From: Bjorn Helgaas <bhelgaas@google.com>
To: Yijing Wang <wangyijing@huawei.com>
Cc: Jon Mason <jdmason@kudzu.us>,
linux-pci@vger.kernel.org, Hanjun Guo <guohanjun@huawei.com>,
jiang.liu@huawei.com, joe.jin@oracle.com
Subject: Re: [PATCH v8 6/6] PCI: update device mps when doing pci hotplug
Date: Thu, 22 Aug 2013 12:18:23 -0600 [thread overview]
Message-ID: <20130822181823.GA25721@google.com> (raw)
In-Reply-To: <1377141888-7000-7-git-send-email-wangyijing@huawei.com>
[+cc Joe]
On Thu, Aug 22, 2013 at 11:24:48AM +0800, Yijing Wang wrote:
> Currently we don't update device's mps value when doing
> pci device hot-add. The hot-added device's mps will be set
> to default value (128B). But the upstream port device's mps
> may be larger than 128B which was set by firmware during
> system bootup. In this case the new added device may not
> work normally. This patch try to update the hot added device
> mps equal to its parent mps, if device mpss < parent mps,
> print warning.
>
> References: https://bugzilla.kernel.org/show_bug.cgi?id=60671
> Reported-by: Yijing Wang <wangyijing@huawei.com>
> Signed-off-by: Yijing Wang <wangyijing@huawei.com>
> Cc: Jon Mason <jdmason@kudzu.us>
> Cc: stable@vger.kernel.org # 3.4+
> ---
> drivers/pci/probe.c | 48 +++++++++++++++++++++++++++++++++++++++++++++++-
> 1 files changed, 47 insertions(+), 1 deletions(-)
>
> diff --git a/drivers/pci/probe.c b/drivers/pci/probe.c
> index 4afd158..06e88c5 100644
> --- a/drivers/pci/probe.c
> +++ b/drivers/pci/probe.c
> @@ -1602,6 +1602,43 @@ static int pcie_bus_configure_set(struct pci_dev *dev, void *data)
> return 0;
> }
>
> +static int pcie_bus_update_set(struct pci_dev *dev, void *data)
> +{
> + int mps, p_mps, mpss;
> + struct pci_dev *parent;
> +
> + if (!pci_is_pcie(dev) || !dev->bus->self)
> + return 0;
> +
> + parent = dev->bus->self;
> + mps = pcie_get_mps(dev);
> + p_mps = pcie_get_mps(dev->bus->self);
> +
> + if (mps >= p_mps)
> + return 0;
> +
> + /* we only update the device mps, unless its parent device is root port,
> + * and it is the only slot directly connected to root port.
> + */
> + mpss = 128 << dev->pcie_mpss;
> + if (mpss >= p_mps) {
> + pcie_write_mps(dev, p_mps);
> + } else if (pci_pcie_type(parent) == PCI_EXP_TYPE_ROOT_PORT) {
> + pcie_write_mps(parent, mpss);
> + pcie_write_mps(dev, mpss);
> + } else
> + dev_warn(&dev->dev, "MPS %d MPSS %d both smaller than upstream MPS %d\n"

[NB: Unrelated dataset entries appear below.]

PR #1117, opened 2020-07-30
Mostly match

PokeCodec:
This is a draft, but basically all but one asm line differs. And this will remain a draft until that ONE line is fixed


GriffinRichards:
This is filled with needless indentation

> + "If necessary, use \"pci=pcie_bus_peer2peer\" boot parameter to avoid this problem\n",
> + mps, 128 << dev->pcie_mpss, p_mps);
> + return 0;
> +}
> +
> +static void pcie_bus_update_setting(struct pci_bus *bus)
> +{
> + if (bus->self->is_hotplug_bridge)
> + pci_walk_bus(bus, pcie_bus_update_set, NULL);
> +}
> +
> /* pcie_bus_configure_settings requires that pci_walk_bus work in a top-down,
> * parents then children fashion. If this changes, then this code will not
> * work as designed.
> @@ -1616,8 +1653,17 @@ void pcie_bus_configure_settings(struct pci_bus *bus)
> if (!pci_is_pcie(bus->self))
> return;
>
> - if (pcie_bus_config == PCIE_BUS_TUNE_OFF)

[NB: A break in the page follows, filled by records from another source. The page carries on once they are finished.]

PR #1123, opened 2020-08-06
Generate pokemon data from JSON using inja templates

rroelke:
I recently began to work on an edit of Emerald and found it very difficult to edit Pokemon data.

The purpose of this pull request is to centralize where Pokemon data is defined, and present it in a human-readable and human-writable format.

To achieve this goal, we centralize Pokemon data in a JSON data structure (```data/pokemon_species.json```) and use inja templates to generate source code from the JSON.  The JSON data is very easy to edit, and doing so will re-generate all of the pokemon data tables at the beginning of the next build.

The JSON data consists of two arrays: ```species``` and ```unown_forms```.  The ```species``` array is more comprehensive, listing all attributes of a pokemon species; whereas the ```unown_forms``` array only indicates graphical data.

The templates are generally straightforward, though some special consideration has to be given for the ```OLD_UNOWN_*``` species, which do not consistently show up in tables.  When these need special handling, it is typically done by checking that the species name starts with the ```OLD_UNOWN_``` string.  But in general, most templates begin with a table entry for ```SPECIES_NONE```; generate entries for all pokemon species using a loop template; write an entry for ```SPECIES_EGG```; and then write an entry for each unown form using another loop template.


rroelke:
The Makefile dependencies aren't quite right yet - a clean parallel build fails.  My makefile-ese is a bit weak so I could use an assist on that.

include/constants/species.h.template
```diff
@@ -0,0 +1,41 @@
+#ifndef GUARD_CONSTANTS_SPECIES_H
```
rroelke, line 1: Needs a ```{{ doNotModify }}```

GriffinRichards:
This seems like the kind of thing to me that's better left as a fork so people can choose whether or not to use it. The data we have in json is specifically so it can be used by tools, and I'm not sure how reasonable it would be to have a pokemon editor tool given the kinds of changes people are likely to make. Without tooling I'm not sure everyone would agree it's easier to edit inja templates and json than how it's laid out now.
The point is moot anyway if the build doesn't succeed and match

Ryuhouji:
I agree that we don't need this to be forced down peoples' throats. The json changes already made were enough to cause many people large headaches, myself included. I don't even know what inja is. I don't see what's so hard to edit about the existing system, anyway.

Toby313:
Can you explain why it is "very difficult to edit Pokemon data"? Editing pokemon data is the first thing I did in pokeemerald because of how easy it is, even though I had zero programming experience.

rroelke:
I would quantify difficulty of editing pokemon data as "number of files one has to edit".  If your goal is to change a learnset, then this tooling doesn't help you because that metric doesn't change.  The use case I built this for is "incrementally add new pokemon species".  Adding a new species requires editing ~25 files of source.  Given that this tooling reduces it to 1 that's a pretty clear improvement in difficulty.

I'll close this since it seems that what you expect people to use this repository for are not what I intend to use it for.

The build doesn't succeed at the moment because the Make dependencies don't generate the new source files before trying to compile the C files.  I had hoped that there would be more interest, and someone would help to fix that.

PR #2326, opened 2026-06-20
Remove packed range macros and use a union instead

AZero13:


mrgriffin (commented):
I'm open to being convinced that this is an improvement, but atm I'm not sure what the upside is, and the downside is needing to keep `struct ObjectEventLinkPlayer` in sync with `struct ObjectEvent` (which is an easy-to-miss trap and most projects extend `graphicsId` so it's not purely hypothetical).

> + if (pcie_bus_config == PCIE_BUS_TUNE_OFF) {
> + /* Sometimes we should update device mps here,
> + * eg. after hot add, device mps value will be
> + * set to default(128B), but the upstream port
> + * mps value may be larger than 128B, if we do
> + * not update the device mps, it maybe can not
> + * work normally.
> + */
> + pcie_bus_update_setting(bus);
I think the strategy of updating the device MPS when possible makes
sense, but I don't think we should do it in PCIE_BUS_TUNE_OFF mode.
That mode is documented as "Disable PCIe MPS tuning and use the
BIOS-configured MPS defaults." This patch changes that to something
like "Disable PCIe MPS tuning, except for hot-added devices" and there
is no longer a way to tell Linux to never touch MPS.
Eventually, I think the default mode should change to PCIE_BUS_SAFE,
where Linux changes MPS settings at boot-time and at hotplug-time to
make sure every device works. (This mode assumes no peer-to-peer
DMA.) I know this was tried in the past, and we tripped over all
sorts of issues, but it's not clear how many were problems with the
Linux code and how many were unsolvable BIOS or platform issues.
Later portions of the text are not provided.